* [Problem statement]: Give again, word for word, each line below starting at the one that contains "The http configuration" and ending at the one that contains "2. We can fix".
========================
PR #1240, opened 2026-08-22
Foundation winding down IoT Network

gradoj:
@Scottsigel

### DIFF
--- a/IoT Operations Fund Transparency and Stewardship.md
+++ b/IoT Operations Fund Transparency and Stewardship.md
@@ -1,0 +1,228 @@
+# HIP: IoT Operations Fund Transparency and Stewardship
+
+- **Author(s):** @gradoj
+- **Start Date:** 2026-08-22
+- **Category:** Governance, Economic
+- **Original HIP PR:** TBD
+- **Tracking Issue:** TBD
+- **Vote Requirements:** veHNT Holders
+
+## Summary
+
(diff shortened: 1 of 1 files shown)


leogaggl:
I wish you good luck! 

Neither the Helium Foundation nor @scottsigel, in particular, has any track record of transparency. And it appears that they have already jumped ship. The HF website seems to have been offline for weeks.

Most likely already abandoned before any announcements - same as per past record on employees.

gradoj:
If it was a legit nonprofit this transparency would already be available. 

What I don't think Scott realized before becoming a Nova yes man is that he is personal responsible for what happens at the non profit foundation. He can't turn off the website and give the funds to Nova those are legally the iot networks.

He's either very brave or very stupid.

leogaggl:
Unfortunately, this was always by design. The Foundation was created after Helium Inc and was the 'fig-leaf' designed to give the impression of some independence without ever doing anything real. Hot air was all they produced, really.

They hand-picked the people that couldn't think for themselves. And the track record speaks for itself. A litany of dodgy deals done behind closed doors, both by HF and Nova (and whatever they called themselves before) - waved through by a horde of happy clappers.

Not that the IOT demise should surprise anyone. This direction was clear when they pushed through the HIP51-53 and HIP70, and it was always going to end badly for LoRaWAN, as the economics were plucked out of the air in the early days and driven by drone speculators, not the builders, and they were never serious about reining in gambling.

PR #196, opened 2020-03-25
fix: allow explicitely configure no security in HTTP

danielpeintner:
see https://github.com/eclipse/thingweb.node-wot/issues/181

besides the fix it also changes the internal variable name "securityScheme" to "httpSecurityScheme" to make clear the difference


danielpeintner:
@egekorkan can yuo check whether it fixes *your* issue reported in https://github.com/eclipse/thingweb.node-wot/issues/181

PR #201, opened 2020-04-06
oAuth2.0 security schema client side implementation

relu91:
# Description

This PR introduces the support for oAuth2.0 protocol as a security schema in node-wot. I decided to focus on the client-side first while leaving the server-side for another PR (if it makes sense). 

## Changes

Currently, I have implemented basic support for `client_credentials` and `password` flow. I tried to be as conservative as possible, but I had to change the method `setSecurity` as shown in the commit ff03b31. 

The idea is that during the client initialization the HTTP client bootstraps the oAuth2 protocol and obtains a valid token. After that, every consequent call uses that token. If the token expires, the client refreshes it and perform again the HTTP operation. 

Moreover, I decide to use an OAuth client library to handle the details of the flow. This adds a new dependency to the http-binding module. I evaluated the pro and cons, the library seems well supported and adopted with just two (lightweight) dependencies.  Furthermore, I added as Dev dependency an oAuth2.0 server to test the changes. The server depends on express which is a quite big package but since it used only for dev proposes it should influence t0o much the production package of node-wot.

## Future work discussion
I am planning to add also the `code` flow but it is more challenging with respect to the other two. I have pinpointed three use cases for node-wot as a oAuth2.0 client:
1. node-wot used as a client in a web browser
2. node-wot used as a native client (ie. Node application) in a desktop environment
3. node-wot used as a client in a device or in a remote host

The `code` flow can be applied for use cases 1 and 2 while for the use case 3 IMHO `client_credentials` and `password` flows fit better. However, `code` flow requires user interaction with a web page, how can we handle such scenario inside client library? 

The naive solution is to display the "oAuth authorization" page automatically every time node-wot calls a Property/Action/Event with oAuth2.0 schema and which is not already initialization with a valid token. However, this might influence negatively the user experience and it makes quite difficult to create web applications with node-wot. On the other hand, the current implementation requests the token once for every TD, which is less invasive than the naive solution. Still, it could pause the execution of a script for a very long time (i.e. until the user authorizes the application). 

I think that a more consistent method should be developed to address this kind of flow.. which it might require a modification of Scripting API (i.e. create an Event for authentication requests (?) )

# TODOs:

- [x] Automatically refresh an expired token.
    - [x] refactor: introduce a single function to make an HTTP request so that it is easier to call again the operation after the refresh token operation is completed.
- [x] Test refresh token
- [ ] Handle multiple security schemes (?)
- [ ] Implement `code` flow
    - [ ] ??


danielpeintner:
@relu91 may I ask you to resolve the conflict with cert/key files that popped up because https://github.com/eclipse/thingweb.node-wot/pull/203 was merged

Question: do you plan to work on the TODOs in this PR?
Please let us know once you think the PR is ready for review...

relu91:
Thank you for point that out! Sure I am gonna get rid of them soon. 

> Question: do you plan to work on the TODOs in this PR?

yes, for sure I will refine the implementation of `client_credentials` and `password` flow. However, I have still some doubts about the code flow, as in the last internal call, we didn't really achieve a consensus about it. Probably, we might need to open the discussion to the WG. 

As soon I have fished to test the refresh token functionality, the PR should be ready for a first review.

Meanwhile, what do you think about this:
>Moreover, I decide to use an OAuth client library to handle the details of the flow. This adds a new dependency to the http-binding module. I evaluated the pro and cons, the library seems well supported and adopted with just two (lightweight) dependencies. Furthermore, I added as Dev dependency an oAuth2.0 server to test the changes. The server depends on express which is a quite big package but since it used only for dev proposes it should influence t0o much the production package of node-wot.

Are you ok about these two new dependencies?

danielpeintner:
> Are you ok about these two new dependencies?

I am OK with it. I even think it is better to use a promising library instead of trying to implement it ourselves.

@egekorkan @sebastiankb any other opinion?

egekorkan:
Thank you @relu91 ! I am ok with the dependencies. Some other things that caught my eye:
- Could you document somewhere, at least in the examples, which flows are supported? Currently, a user will not know which he/she can use. 
- Just a question but is it fine for the server.key and server.cert to be published to npm? Shouldn't they be in examples or test?

relu91:
>Could you document somewhere, at least in the examples, which flows are supported? Currently, a user will not know which he/she can use.

Sure! I guess the best place is binding-http README.md file. 

> Just a question but is it fine for the server.key and server.cert to be published to npm? Shouldn't they be in examples or tests?

You're right, it makes no sense to have `server.key` and `server.cert` inside the root folder of the HTTP package. They are meant only for testing purposes; I'll move them inside the test folder.

egekorkan:
> Sure! I guess the best place is binding-http README.md file.

I totally agree :) 

The keys can be also useful for the people experimenting with it. Can you mention in the documentation that they are in the test folder?

relu91:
The PR is ready for review. A couple of final comments about the implementation and future work:
- the example provided requires that node-wot uses the form provided in the produce dictionary. So in the future, I might review it to make it work at 100%.  
- the code flow is delayed until there is more consensus about how to handle this scenario
- the flows supported now are: `client credential` and `password`
- Server-side implementation could use external services for token validation and user management. I still need to research more about this topic (I.e. I have yet to find specifications about the interaction between the resource server and the authorization server) 
- This PR adds the following dependencies:
    * client-oauth2
    * node-fetch

examples/security/oauth/exposer.js
```diff
@@ -0,0 +1,53 @@
...
+    },
+    "security": [
+        "oauth2_sc"
+    ],
+    "actions": {
+        "sayOk": {
+            "forms": [
+                {
+                    "href": "http://localhost:3000/resource",
+                    "htv:methodName": "GET"
```
egekorkan, line 40: Is this supported in node-wot? So does the HTTP binding start listening to GET for actions?

relu91: See this comment above:
> the example provided requires that node-wot uses the form provided in the produce dictionary. So in the future, I might review it to make it work at 100%.

Since we don't have yet a server-side implementation of oAuth the point of the example was to use the mockup oAuth server as `invokeaction` operation. So right now the example does not validate the token. I guess when we can override href inside forms using the *produce dictionary* the problem should be solved. What do you think?

relu91:
Thank you, Ege, for your feedback! I'll answer each point below:
>We started using TS for the examples so that we can track when the API changes. Could you adapt to it?

I wasn't sure to follow the provided workflow. My doubts were that the example is not only just a script but it has some convenient npm commands and also the mockup oAuth server. I guess it deserves a separate folder to not pollute the example package with other stuff. What do you think?

>I think even examples should have the license comment block in the beginning. You have it only in exposer.js

Sorry I did not pay attention to this! I'll add it ASAP. 

> I do know that it is not your addition, but shouldn't "wot-typescript-definitions": "0.7.1-SNAPSHOT.1" be a devDependency?

Yes, I agree.

> I couldn't understand the need for the node-fetch dependency. Couldn't it be done with the built-in http? From what I see, it is a convenience feature in some of the cases here but I can imagine that it would be messy with the native http. I lack the experience in this but it also changes the readResource implementation

Mostly is because I needed to have a compact function to call again when the token is expired. I could implement it using the http module but its event-based interface made it a little bit less linear. Plus node-fetch is really lightweight and it is promise-based. Plus it has a nice symmetric usage also in browsers. If you have some more tests and it breaks something; please tell me. Anyway, if it is a problem I could spend some time to revert back to http. 

> Could you add explanation for the memory model, it is something that does not exist in other bindings and I couldn't understand it directly

The memory model is only used for testing proposes. The oAuth2.0 server implementation used in the test requires it as an interface to handle users/passwords/credentials in general. See more [here](https://oauth2-server.readthedocs.io/en/latest/model/overview.html)

> I couldn't understand the need for async await in the consumed-thing.ts

It is because of this commit ff03b31. Basically, I changed the method `setSecurity` to `initSecurity` which is asynchronous. Consequently, every other caller method needed to be changed, I could have used the `then` primitive, but, as you may have understood, I am a fan of `async/await`. Now, that I look closely, I can remove the async keyword inside the promise and make the entire method async. What do you think?

I'll change back the PR to draft and apply some of your suggestions! Meanwhile, other comments are always welcomed.

egekorkan:
> I wasn't sure to follow the provided workflow. My doubts were that the example is not only just a script but it has some convenient npm commands and also the mockup oAuth server. I guess it deserves a separate folder to not pollute the example package with other stuff. What do you think?

I think it is OK to use another folder but we simply don't want to have any JS code that seems to compile but actually never works when run after 1-2 years.

Regarding node-fetch: I also find it neater but it is question of tracking changes in another library. So it is a maintenance question. @danielpeintner what is your opinion?

> The memory model is only used for testing proposes. The oAuth2.0 server implementation used in the test requires it as an interface to handle users/passwords/credentials in general. See more here

I get it now :) Could you add this link as a comment?

> It is because of this commit ff03b31. Basically, I changed the method setSecurity to initSecurity which is asynchronous. Consequently, every other caller method needed to be changed, I could have used the then primitive, but, as you may have understood, I am a fan of async/await. Now, that I look closely, I can remove the async keyword inside the promise and make the entire method async. What do you think?

I am also a fan of async/await but since I don't trust the tests (not yours but in general tests in nodewot) I always fear that it will break something somewhere. I see that it is due to that commit but why the change to initSecurity and also making it async was needed in the first place? I guess I am missing something :worried:

examples/security/oauth/exposer.js
egekorkan: I see, sorry for missing the comment. So does this exposed Thing contain a form that doesn't belong to itself? I am pretty sure that node-wot would replace with its own.

danielpeintner:
> Regarding node-fetch: I also find it neater but it is question of tracking changes in another library. So it is a maintenance question. @danielpeintner what is your opinion?

To be honest. No strong opinion either way...

examples/security/oauth/exposer.js
relu91: Exactly, I imagined that in the future TDs could contain forms that are not served from the exposing servient. Is that so? otherwise, I'll be happy to change the example.

relu91:
> I think it is OK to use another folder but we simply don't want to have any JS code that seems to compile but actually never works when run after 1-2 years.

Great I'll refactor the example 👍 , at this point I would also try to get rid of the `"href": "http://localhost:3000/resource"` so that the example would be fully operational.

>I get it now :) Could you add this link as a comment?

sure!

>I am also a fan of async/await but since I don't trust the tests (not yours but in general tests in nodewot) I always fear that it will break something somewhere. I see that it is due to that commit but why the change to initSecurity and also making it async was needed in the first place? I guess I am missing something

See in the PR body:
>The idea is that during the client initialization the HTTP client bootstraps the oAuth2 protocol and obtains a valid token. After that, every consequent call uses that token. If the token expires, the client refreshes it and perform again the HTTP operation.

The point is that oAuth needs asynchronous calls to initialize, so every other call in the chain needed to be changed to asynchronous. I could do a lazy initialization, which means that the protocol is not started until the affordance is called. 
- Pro: no changes to the API
- Cons: less clean error handling (?) 

What do you think?

About `node-fetch` there is some discussion on the [Scripting API repo](https://github.com/w3c/wot-scripting-api/issues/201#issuecomment-623914185), we could kill two birds with one stone 😄 .

egekorkan:
> The point is that oAuth needs asynchronous calls to initialize, so every other call in the chain needed to be changed to asynchronous. I could do a lazy initialization, which means that the protocol is not started until the affordance is called.

Now I get everything! Thanks for the clarification :blush: 

> About node-fetch there is some discussion on the Scripting API repo, we could kill two birds with one stone smile . 

This is very true :smile:  Then let's go!

zolkis:
> About node-fetch there is some discussion on the Scripting API repo, we could kill two birds with one stone. 

Flies. We kill flies. :) 
But first we fetch with node-fetch :). I like this approach.
If based on this experience you have any suggestions on how could we explore this synergy in the Scripting API, the doors are open!
I'd like to explore a neat subset of Response/Body on how we expose interaction data.

relu91:
> Flies. We kill flies. :)

for sure is a less cruel image 🤣 here we don't even use kill, we say *catch two birds..*.

 > If based on this experience you have any suggestions on how could we explore this synergy in the Scripting API, the doors are open!
I'd like to explore a neat subset of Response/Body on how we expose interaction data.

I'd be really glad to join the discussion! I just need some more time to keep up with the current specification described in w3c/wot-scripting-api#201 and in relative PR. I think that node-fetch is a very elegant solution, but I still not have the whole picture clear.

relu91:
Going back to draft mode, using node-fetch seems to break the browserified package. [This](https://github.com/matthew-andrews/isomorphic-fetch) might be the solution to the problem. I'll check it tomorrow. Sorry again for the delay.

danielpeintner:
Thanks @relu91 !

Who is suited to review this rather *big* PR @egekorkan @sebastiankb ?

There are some changes in core (see `setSecurity` --> `initSecurity` with promise in `protocol-interfaces.ts`)

relu91:
Yes, unfortunately, the PR is quite big... I suggest using the commit messages for guidance they are quite explicative.  I don't know about who is the most appropriate to review; @sebastiankb asked for this feature in the first place and @egekorkan had already done some review work.

danielpeintner:
One aspect is the code size, but what makes it even more *dangerous* is the change in a core API (I understand though the need).

At least it uses a "different" name which guides TS users to the difference but I guess if people solely use JS it will break at runtime :-(

relu91:
>  but what makes it even more dangerous is the change in a core API (I understand though the need).

What about the change below? It will allow maintaining the same old API but it will defer the actual initialization of the protocol. Another concern that I have is that it might be also difficult to handle lazy initialization if we will choose to provide an API for security as @zolkis hinted in https://github.com/w3c/wot-scripting-api/issues/214#issuecomment-624131268. 

> I could do a lazy initialization, which means that the protocol is not started until the affordance is called.

relu91:
To increase the probability of the acceptance of this PR, I reverted back to the previous interface for `setSecurity`. Now the oAuth2.0 is deferred until the actual accordance is called.

packages/examples/security/oauth/README.md
```diff
@@ -0,0 +1,36 @@
...
+```
+in a different terminal 
+
+```bash
+# start the exposer
+npm run start:exposer
+```
+Finally, in other terminal
+```bash
+npm run start:consumer
```
danielpeintner, line 26: I get the following

```
...
ConsumedThing 'OAuth' setting credentials for [HttpClient]
Servient looking up credentials for 'urn:dev:wot:oauth:test'
HttpClient using security scheme 'oauth2'
ConsumedThing 'OAuth' invoking https://localhost:3000/resource
LOCALHOST FIX
HttpClient (invokeResource) sending GET  to https://127.0.0.1:3000/resource
(node:38356) UnhandledPromiseRejectionWarning: FetchError: request to https://127.0.0.1:3000/resource failed, reason: certificate has expired
    at ClientRequest.<anonymous> (C:\Projects\WoT\thingweb\thingweb.node-wot\packages\binding-http\node_modules\node-fetch\lib\index.js:1455:11)
```

packages/browser-bundle/index.js
```diff
@@ -2,7 +2,7 @@
 
 var Wot = {};
 Wot.Core = require("@node-wot/core");
-Wot.Http = require("@node-wot/binding-http");
+Wot.Http = require("@node-wot/binding-http/dist/http-browser");
```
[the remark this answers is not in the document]
relu91: Sorry I was not sure if browserify imported the correct module. Now, I checked and it uses the file specified in the `browser` filed of the `package.json`.

packages/examples/security/oauth/README.md
danielpeintner: The issue is that 

```
    "http":{
        "allowSelfSigned": true
    },
```

is missing in
examples\security\oauth\wot-client-servient-conf.json
different to 
packages\examples\security\oauth\wot-client-servient-conf.json

With this addition it works in both places.

May I ask you to add it to the PR...

relu91: Nice catch! solved 👍

Issue #181, opened 2020-02-27
[binding-http] Cannot explicitely configure no security in HTTP


egekorkan:
The http configuration part of the configuration file cannot accept `nosec` for the security scheme, i.e.:
```
        "http": {
            "port": 8080,
            "security": {
                "scheme": "nosec"
            }
        }
```
results in the error message `HttpServer does not allow security without TLS (HTTPS)`
This is happening due to the logic in [this line](https://github.com/eclipse/thingweb.node-wot/blob/a2f1bed088804cdc388d3db73625f06d2efbbbed/packages/binding-http/src/http-server.ts#L79).

I think that it should be possible to specify no security explicitely in the configuration file. At the moment, one has to forget the scheme to specify no security whereas TD specification is not following this logic.

fillobotto:
Moreover I'm not able to use any other security scheme expect for Basic auth.
I'm trying to use Bearer auth but the serialized TD overwrites both `security `and `securityDefinitions ` with [basic auth](https://github.com/eclipse/thingweb.node-wot/blob/f6a814b0231951ded560ba3abb13c818b8a99fff/packages/binding-http/src/http-server.ts#L259)

danielpeintner:
@fillobotto May I ask you to provide a simple test in [http-server-test.ts](https://github.com/eclipse/thingweb.node-wot/blob/master/packages/binding-http/test/http-server-test.ts) so that
1. We know your input
2. We can fix the issue and have a test for it

If you don't feel comfortable enough please provide some pseudo code to show what you do and what your input looks like.

@egekorkan may I ask you the same. A simple test...

Thanks!

egekorkan:
In order to reproduce,, use the following wot-servient.conf.json with the counter.js script:
```json
{
    "http": {
        "port": 8080,
        "security": {
            "scheme": "nosec"
        }
    }
}
```

egekorkan:
The following added to http-server.ts causes the test to fail:
```js
  @test async "should start and stop a server with no security"() {
    let httpServer = new HttpServer({ port: 58080, security: {scheme: "nosec"}}); //failing also with NoSec

    await httpServer.start(null);
    expect(httpServer.getSecurityScheme()).to.eq("NoSec"); // the actual test we want
    await httpServer.stop();
  }
```
which requires a function to get the security scheme in the http-server.ts

```js
  public getSecurityScheme(): Object {
    return this.securityScheme;
  }
```

[...]

PR #203, opened 2020-04-14
[binding-http] Fix security schema generation for https servers

relu91:
As exposed by @fillobotto [here](https://github.com/eclipse/thingweb.node-wot/issues/181#issuecomment-603192434) (issue #181), the https server was ignoring every security definition of an exposed thing and it overrode it with a basic security scheme.

This PR solves the issue by choosing one security definition of the exposed thing and checking if it is supported by the server. if so the exposed TD will use that definition. Otherwise, if no schema is supported it throws an error since the server cannot validate requests for the requested security schema. 

Finally, if no security schema is defined the server fills the gap with a default `nosec` schema.


danielpeintner:
Looks good from my side.

PR #215, opened 2020-04-26
feat: add new example script

fatadel:

### DIFF
--- a/examples/scripts/coffee-machine-client.js
+++ b/examples/scripts/coffee-machine-client.js
@@ -1,0 +1,75 @@
+/********************************************************************************
+ * Copyright (c) 2018 - 2020 Contributors to the Eclipse Foundation
+ *
+ * See the NOTICE file(s) distributed with this work for additional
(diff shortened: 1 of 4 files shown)


danielpeintner:
@fatadel Please create the example in TypeScript (see https://github.com/eclipse/thingweb.node-wot/tree/master/packages/examples). Doing so allows us to easily detect if a an example gets out-of-sync with the scripting API, provides type feedback,  et cetera ...

Later you can copy it to https://github.com/eclipse/thingweb.node-wot/tree/master/examples as described in https://github.com/eclipse/thingweb.node-wot/tree/master/packages/examples#workflow

fatadel:
@danielpeintner But that's exactly what I did.

danielpeintner:
> @danielpeintner But that's exactly what I did.

OK great. I might have missed the ts file. Sorry!

sebastiankb:
many thanks for this new Example and Tutorial

PR #228, opened 2020-05-12
Update to latest wot-typescript-definitions 0.7.3

danielpeintner:
* formIndex
* <s>InteractionData<s>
========================
* [Answer area]:
The http configuration part of the configuration file cannot accept `nosec` for the security scheme, i.e.:
```
        "http": {
            "port": 8080,
            "security": {
                "scheme": "nosec"
            }
        }
```
results in the error message `HttpServer does not allow security without TLS (HTTPS)`
This is happening due to the logic in [this line](https://github.com/eclipse/thingweb.node-wot/blob/a2f1bed088804cdc388d3db73625f06d2efbbbed/packages/binding-http/src/http-server.ts#L79).

I think that it should be possible to specify no security explicitely in the configuration file. At the moment, one has to forget the scheme to specify no security whereas TD specification is not following this logic.

fillobotto:
Moreover I'm not able to use any other security scheme expect for Basic auth.
I'm trying to use Bearer auth but the serialized TD overwrites both `security `and `securityDefinitions ` with [basic auth](https://github.com/eclipse/thingweb.node-wot/blob/f6a814b0231951ded560ba3abb13c818b8a99fff/packages/binding-http/src/http-server.ts#L259)

danielpeintner:
@fillobotto May I ask you to provide a simple test in [http-server-test.ts](https://github.com/eclipse/thingweb.node-wot/blob/master/packages/binding-http/test/http-server-test.ts) so that
1. We know your input
2. We can fix the issue and have a test for it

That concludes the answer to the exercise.